13 It seems clear to me that the learned Magistrate took the view that a sentence of imprisonment be served immediately was the only appropriate sentence because of the need for deterrence of the appellant and of the community generally. That was clearly the reason why the sentence was pronounced to be one that should be served immediately.
14 It is not necessary for a Magistrate to state in every case that consideration has been given to the question of suspension of sentence: Shooter v The Queen, unreported; CCA SCt of WA; Library No 970638; 21 November 1997 at page 4 per Ipp J:
"Suspending the sentence was an obvious possibility and obviously should have been considered, together with other possible options such as probation. However, it was not incumbent upon his Honour, when declining to uphold the submission advanced on the applicant’s behalf, to list each and every form of non-custodial option considered by him. In practice this is seldom, if ever, done, and there is no need to require it to be done. Accordingly, his omission to refer expressly to the possibility of suspending the sentence of imprisonment should not, in my view, lead to an inference that this possibility escaped his Honour's attention."
- Comments to the same effect can be found in Nevermann (1989) 43 A Crim R 347 per Malcolm CJ at 350.
15 There is no doubt that the learned Magistrate was dealing with a very serious assault. He had witnessed on video the circumstances of the assault and the account of those circumstances does indicate that it was a very vicious attack in which the complainant sustained injury.
(Page 7)
16 Although the learned Magistrate did not detail matters personal to the appellant, there was evidence before him which indicated that the appellant was only 18 years of age at the age of the offence (although nearly 19). She did have a prior conviction for common assault, for which she was granted a spent conviction. That conviction was on 5 April 2006 and the penalty was a fine of $400 with a spent conviction order. It was said that she came from a good, supportive family and she was the mother of a 3-year-old child.
17 In all the circumstances of the case, I consider that it was open to the learned Magistrate to impose a term of imprisonment to be served immediately. The factors of personal and general deterrence loomed large in the case, particularly as the assault had occurred in Northbridge, a popular entertainment venue in Perth, in relation to which the learned Magistrate commented that there was concern in the community about unprovoked assaults in the area.
18 However, given the age of the appellant, her minimal record, and the fact that she had a 3-year-old child, the sentence of 14 months' imprisonment was a substantial penalty.

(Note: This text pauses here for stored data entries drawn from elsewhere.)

PR #2121, opened 2022-07-22
Add event logs for disposing local video stream

JamesBurnside:
# What
Add event trace logs for disposing local video stream

# Why
We have them for remote video streams and for creating local video streams, but not for disposing local video streams.

# How Tested
I did not as this is just adding logs - please review thoroughly


carocao-msft (approved):

packages/calling-stateful-client/src/StreamUtils.ts
```diff
@@ -446,24 +446,58 @@ function disposeViewRemoteVideo(
...
     return;
   }
 
   // Sets the status and also renderer. I think we need to always set renderer to undefined since in all status when
   // cleaned up should have renderer as undefined. If the status is 'Rendered' and renderer is not defined it should
   // be cleaned up below so we can set it to undefined here.
   if (renderInfo.status === 'Rendering') {
+    _logEvent(callingStatefulLogger, {
+      name: EventNames.LOCAL_STREAM_STOPPING,
+      level: 'warning',
```
prprabhu-ms, line 477: Why is this a warning?

Stopping a stream that is in the process of being started is normal, right? It just means that the user clicked the video toggle button too soon.

packages/calling-stateful-client/src/StreamUtils.ts
```diff
@@ -446,24 +446,58 @@ function disposeViewRemoteVideo(
...
+      name: EventNames.DISPOSING_LOCAL_RENDERER,
+      level: 'info',
+      message: 'Disposing local view renderer.',
+      data: streamLogInfo
+    });
     renderInfo.renderer.dispose();
+  } else {
+    _logEvent(callingStatefulLogger, {
+      name: EventNames.LOCAL_RENDERER_NOT_FOUND,
+      level: 'warning',
```
prprabhu-ms, line 497: Shouldn't this also be an `error`, similar to line 464?

packages/calling-stateful-client/src/StreamUtils.ts
```diff
@@ -472,21 +506,48 @@ function disposeViewUnparentedVideo(
...
+      level: 'error',
+      message: 'Cannot find render info when disposing unparented local stream.'
+    });
     return;
   }
 
   if (renderInfo.status === 'Rendering') {
+    _logEvent(callingStatefulLogger, {
+      name: EventNames.LOCAL_STREAM_STOPPING,
+      level: 'warning',
```
prprabhu-ms, line 530: Same comment as above.

packages/calling-stateful-client/src/StreamUtils.ts
```diff
@@ -472,21 +506,48 @@ function disposeViewUnparentedVideo(
...
+    _logEvent(callingStatefulLogger, {
+      name: EventNames.DISPOSING_LOCAL_RENDERER,
+      level: 'info',
+      message: 'Disposing unparented local view renderer.'
+    });
     renderInfo.renderer.dispose();
+  } else {
+    _logEvent(callingStatefulLogger, {
+      name: EventNames.LOCAL_RENDERER_NOT_FOUND,
+      level: 'warning',
```
prprabhu-ms, line 548: Same comment as above.

It's unfortunate we have duplicate code-paths for such closely related non-trivial operations. It's an invitation to bugs...

packages/calling-stateful-client/src/StreamUtils.ts
```diff
@@ -511,7 +572,11 @@ export function createView(
     // Render LocalVideoStream that is not part of a Call
     return createViewUnparentedVideo(context, internalContext, stream, options);
   } else {
-    console.warn('Invalid combination of parameters');
+    _logEvent(callingStatefulLogger, {
+      name: EventNames.CREATE_STREAM_INVALID_PARAMS,
+      level: 'warning',
```
prprabhu-ms, line 577: I agree with this being a `warning`. Client used the API incorrectly, not an internal error.

prprabhu-ms (approved):

packages/calling-stateful-client/src/StreamUtils.ts
JamesBurnside: Good note, updating here and remote rendering ops to be info

packages/calling-stateful-client/src/StreamUtils.ts
JamesBurnside: Yep I agree, updating here and remote rendering ops to be error

packages/calling-stateful-client/src/StreamUtils.ts
JamesBurnside: updated

packages/calling-stateful-client/src/StreamUtils.ts
JamesBurnside: updated, yeah I agree on the redundancy but also can't commit time to making it better, the code is so similar we should be able to have a local | remote type and keep it somewhat agnostic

19 The learned Magistrate made it clear that his "starting-point was 18 months" and this was reduced by only 4 months to accommodate the appellant's plea of guilty. There were, however, other factors which would, in my view, have justified a greater discount on the "starting-point" than was given. The age of the offender, her relatively minor record and the fact that she was caring for a 3-year-old child are the paramount considerations in this respect. All of those factors lead me to the view that an appropriate sentence in the case would have been 10 months' imprisonment. Such a sentence would not allow for an order for parole (s 89(2) Sentencing Act1995 (WA)). Where, however, a prisoner is serving a term of imprisonment of less than 12 months, a community based order is required to make a parole order pursuant to s 23(3) of the Sentence Administration Act 2003 (WA) after the prisoner has served one-half of the term. It follows that the appellant would be entitled to what is termed "CEO parole" at the expiration of 5 months from 3 August 2006.
20 Accordingly, I would grant leave to appeal in this matter, allow the appeal against sentence and set aside the sentence imposed by the learned Magistrate on 3 August 2006. In lieu thereof, I would impose a sentence of 10 months' imprisonment, effective from 3 August 2006.